Bu faaliyet hicri üçüncü asırdan itibaren başlıca iki dalda gelişme gösterdi. Bunlar Kütüb-i Sitte adı altında ehli sünnetin kabul ettiği rivayetler ile Kütüb-i Erbaa adı altında İmâmiyye Şiasının kabul ettiği rivayetlerdir. Bunların durumu şu şekildedir:

A- EHLİ SÜNNET VE KÜTÜB-İ SİTTESİ:Kütüb-i sitte’nin kelime manasından kastedilen, altı kişinin hadis kitapları şeklinde olup, bu şahısların kitaplarında 35647 hadis bulunmaktadır. Bu hadisler ayrı ayrı olmayıp, her biri bazen on beş yirmi kerelik tekrarlar halindedirler. Ayrıca bir şahsın kitabında yer alan bir hadis diğer bir şahsın kitabında ya aynen ya da biraz değişiklikle, büyük çoğunlukla yer almaktadır.
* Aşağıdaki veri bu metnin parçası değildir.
PR #3073, opened 2019-09-12
macOS: Rewrote version checks to explicitly write the built version to file

kintel:
@t-paul This should perhaps make the CI build for macOS more robust. Still doesn't manage dependencies though.
Update: As the  rabbit hole always goes a bit deeper than we think, this took some more time, but it looks good now.

TODO:
* [x] Rebuild all dependencies on circleci and upload manually to server
* [x] Test by creating `circleci-macos` branch
* [x] If possible, test by upgrading a single package and verify that the CI rebuilds and re-uploads the archive


kintel:
@t-paul This should be good to go now, in case you want to have a look

t-paul:
Automatically scheduled build [looks good](https://app.circleci.com/jobs/github/openscad/openscad/3818). Unfortunately I can't see a way to configure something like "daily build but only when SCM changed". But maybe we can just do 5 days (like skip Tu/Th) a week which should amount to about 200 of the 500 allowed minutes.

kintel:
Yeah, sounds good!
At some point, we could auto-upload the nightlies, including the SHA, in which case we could check that first.

kintel:
Could you write a ticket (if it doesn't exist). I can try to poke at the server.

t-paul:
Sure, I'll collect the info and try to create a test case with some dummy html file.

PR #4208, opened 2022-04-09
only show hyperlinkIndicator as active when a modifier key is pressed and add tooltip

MichaelPFrey:
this goes back to #4205
> I keep expecting the underlined parts to act as links that would open the appropriate file.
> I'd rather _not_ have them highlighted, than have them be underlined and not act as links.

and approaches as follow:
   * hyperlinkIndicator are now hidden by default (`QsciScintilla::INDIC_HIDDEN`)
      * this also keeps the cursor "I-Beam", which is how the mouse courser should be by default in a text editor
   * when a modifier key (CTRL or ALT) is pressed, the hover indicator style is set to `PlainIndicator`
      * when the mouse is over an hyperlinkIndicator, this causes QT/QScintilla/Scintilla to
         * change the courser to "Hand"
         * to underline the text
      * _this is similar to QT creator_ 
   * in case of any event without modifier key, the hover indicator style is set to `HiddenIndicator`
      * this prevents mouser courser changes

This somewhat hides the "CTRL+Click to open" feature, so:
   * a tool tip is shown on click-release over an indicator, when no modifier key was pressed
Screenshot from 2022-04-09 13-18-20

The implementation is a bit of a hack.
QsciScintilla, Scintilla and QT use different concepts and do not allow full access to each others internal structures.
QT it self does not provide some events.

Namely:
   * there is a modifier pressed event, but no modifier relased event
      * note that relaying on a relase event could get messy, when the press event is in the application, but the release is outside
      * so having not having that event means not having such cases, which is a benefit
   * the indicator style remains always plain, only hoverstyle is used
      * this hides the fact that we do not get a modifier released event
      * If the indicator style would be set when the modifier is pressed, the user would see that we only clear it after an other event like mouse movement. By using hover-style, that quirk is hidden, as leaving the hoverstyle active after releasing the modifier key is not wrong and by moving the mouse at all, it is quickly cleared.
   * the link open on clicked, the tool tip shows on release
      * opening on click is what is to be expected
      * showing the tooltip on release makes sense as
         * showing it after clicked, makes it only shown as long as the click is held (qt quirk?)
         * the click might have a different intention (like selecting text) - showing the tooltip then could make the selection harder
   *  bool indicatorsActive
       * reduces code duplication
       * checking a bool should be cheaper then calling QsciScintilla


src/gui/ScintillaEditor.cc
```diff
@@ -1317,10 +1317,17 @@ void ScintillaEditor::setIndicator(const std::vector<IndicatorData>& indicatorDa
...
+
 void ScintillaEditor::onIndicatorClicked(int line, int col, Qt::KeyboardModifiers state)
 {
-  if (!(state == Qt::ControlModifier || state == (Qt::ControlModifier | Qt::AltModifier))) return;
-
+  if (!(state == Qt::ControlModifier || state == (Qt::ControlModifier | Qt::AltModifier))){
+    setToolTip("to open links, use <b>CTRL + Click</b>");
+    QTimer::singleShot(5000,this,SLOT(resetToolTip()));
+    return;
+  }
```
t-paul, line 1330: The behavior is indeed a bit strange regarding when the tooltip actually shows. After toying a bit with that, how about moving to the `indicatorRelease` instead of `indicatorClicked` event and go:
```
void ScintillaEditor::onIndicatorClicked(int line, int col, Qt::KeyboardModifiers state)
{
  qsci->SendScintilla(QsciScintilla::SCI_SETINDICATORCURRENT, hyperlinkIndicatorNumber);

  int pos = qsci->positionFromLineIndex(line, col);
  int val = qsci->SendScintilla(QsciScintilla::SCI_INDICATORVALUEAT, ScintillaEditor::hyperlinkIndicatorNumber, pos);

  // checking if indicator clicked is hyperlinkIndicator
  if (val >= hyperlinkIndicatorOffset && val <= hyperlinkIndicatorOffset + indicatorData.size()) {
    if (QGuiApplication::keyboardModifiers().testFlag(Qt::ControlModifier) || QGuiApplication::keyboardModifiers().testFlag(Qt::AltModifier)) {
      emit hyperlinkIndicatorClicked(val - hyperlinkIndicatorOffset);
    } else if (QGuiApplication::keyboardModifiers() == Qt::NoModifier) {
      QTimer::singleShot(0, this, [this] {
        QToolTip::showText(QCursor::pos(), "Use <b>CTRL + Click</b> to open the file", this, rect(), toolTipDuration());
      });
    }
  }
}
```
This almost retains the CTRL/ALT limitation of the original (just allows either combination of the two to open the file) and when clicking without any modifier it shows the tooltip directly.
The default time seems a bit long but as it hides when clicking somewhere else that might be ok instead of hard coding a time to show.
This also would not need the `resetToolTip()` method anymore.

t-paul (changes requested):

src/gui/ScintillaEditor.cc
t-paul: Oh, also, I'm not sure if that's currently relevant, but it seems better to have the tooltip logic inside the "ok, we checked it's actually a hyperlink indicator" as the callback triggers for any indicators set in the text.

t-paul (changes requested):

src/gui/ScintillaEditor.cc
MichaelPFrey: I will look into it. The suggestions sound good.

Currently, there are no other uses for indicators.

MichaelPFrey: ah, clever. The `Qt::NoModifier`check  is to ignore Shift+Click, which is used by the editor.

Regarding [`toolTipDuration()` ](https://doc.qt.io/qt-5/qwidget.html#toolTipDuration-prop)

> Specifies how long time the tooltip will be displayed, in milliseconds.
> If the value is -1 (default) the duration is calculated depending on the length of the tooltip.

Sound fine.

> moving to the `indicatorRelease` instead of `indicatorClicked` event

so that the tooltip is not shown on click+drag?

> The default time seems a bit long but as it hides when clicking somewhere else that might be ok instead of hard coding a time to show.

Strange. I am under `Ubuntu 21.10` which is using `Qt version 5.15.2 `.
There, using your code, the tool-tip disappears immediately when releasing the mouse button.

Or your describe what happens after _moving to the `indicatorRelease` instead of `indicatorClicked`_?

MichaelPFrey:
A few more thoughts independent of tooltip and implementation and looking at the user experience:

When the mouse pointer is over an indicator, it changes to `hand`.
By changing to `hand`, the editor changes what the user expect to happens when he clicks.
With `hand`, I expect the include to be opened on click.
As we break this exception, we now add a tool-tip (and try a balance act of not being annoying when editing text and still prominently showing the text).
Also side note: Precisely selecting text with the hand does not feel right.

Looking at it from this angle:
By leaving the courser `Ibeam` until CTRL or ALT is pressed, we would not create the exception mismatch in the first place. The down side of this approach is, that it makes the `CTRL+Click to open` feature harder to discover.

Starting up QT-Creator: Yupp - QT-Creator does not show the hand until I press CTRL.

Looking at geany: It also has CTRL Click features, but no hand.

-------

Taking yet an other angle:
We could add "open link" to the right click menu and indicate the short cut by writing out the menu entry with "open link (CTRL+Click)".
(Note: Implementing that sounds messy, as that would need graying out the option and supporting https or even generic URLs in strings and comments to not break user expectation of what a grayed out "open link (CTRL+Click)" _could_ mean)

-------

I think I will dwell on that a bit more.

src/gui/ScintillaEditor.cc
t-paul: Yes, the *disappears immediately* happens with the `indicatorClicked` event. I have not found a clear documentation describing that behavior, but I suppose it's the release event doing the cancel action. And not even the `QTimer` trick works. But I think the release event does make sense anyway.
For some reason I can't get the keyboard modifiers in the `indicatorRelease` event, it's always `0`. But the global keyboard state should be fine.

MichaelPFrey:
note: first comment and title changed to better reflect the current pull request and changes

t-paul (approved):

Öyle ki tekrarlar dikkate alınmasa 35647 hadis 4000 hadisi bile bulmamaktadır. Bu 4000 hadis bir kitaba sığdırılabilecekken, gerek tekrarlar suretiyle, gerekse şerhlerle büyük bir külliyata dönüştürülmüş. Öyle ki inceleme yaptığımda her biri yüzlerce sayfalık 57 cilde bakmak zorunda kaldım. Ayrıca dikkatimi çeken şeylerden bir tanesi de bu hadis uydurma faaliyetinin iddia ettikleri gibi fertler tarafından din gayretiyle yürütülmüş bir hareket olmayıp, birbirlerine çağdaş kimseler tarafından ve bağlantılı olarak yürütülmüş sistemli bir hareket olduğudur. Şöyle ki:

1- Buhâri (Hicri 194-256) tekrarlarıyla birlikte 9082 hadis.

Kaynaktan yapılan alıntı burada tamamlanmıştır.